● PROBLEM TO WORK ON:
Go over the lines below, and when one contains the word "where", copy it.

======== DATASET EXCERPTS

PR #202, opened 2015-06-19
Server 0.3 6

455thatuuy:
[Review on Reviewable](https://reviewable.io/reviews/google/grr/202)


destijl:
Hey, so the gh-pages branch is only there for a website that isn't currently active (we have a redirect on the main page to the github site). I wonder if you got linked there from somewhere and decided to update it?  Do you remember where the link came from? If we can change it to point to a currently maintained location we should.

destijl:
I'm going to close this, since we're not using the branch, see comment above.

PR #214, opened 2015-06-29
Extended flow durations to 1d

pidydx:
These hunts can take longer than 6hrs to successfully run if there is a larger amount of data to get through.  I have had instances of both complete the deletes, but still report timeout errors.  1d seems like a reasonable limit for a weekly cron.

[Review on Reviewable](https://reviewable.io/reviews/google/grr/214)


destijl:
LGTM

PR #215, opened 2015-06-29
Cleaned up Upstart scripts and added systemd scripts

pidydx:
[Review on Reviewable](https://reviewable.io/reviews/google/grr/215)


config/centos/default/grr-http-server
```diff
@@ -1,5 +0,0 @@
-# Configuration file for grr-http-server start-up script
```
destijl: So what's happening with these centos files? I think you removed them to use the ones from the os-agnostic upstart directory. But I don't see any corresponding build code change for rpms (only debs). How does the rpmbuilder know where to find them now?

================

● SOLUTION:
Hey, so the gh-pages branch is only there for a website that isn't currently active (we have a redirect on the main page to the github site). I wonder if you got linked there from somewhere and decided to update it?  Do you remember where the link came from? If we can change it to point to a currently maintained location we should.
destijl: So what's happening with these centos files? I think you removed them to use the ones from the os-agnostic upstart directory. But I don't see any corresponding build code change for rpms (only debs). How does the rpmbuilder know where to find them now?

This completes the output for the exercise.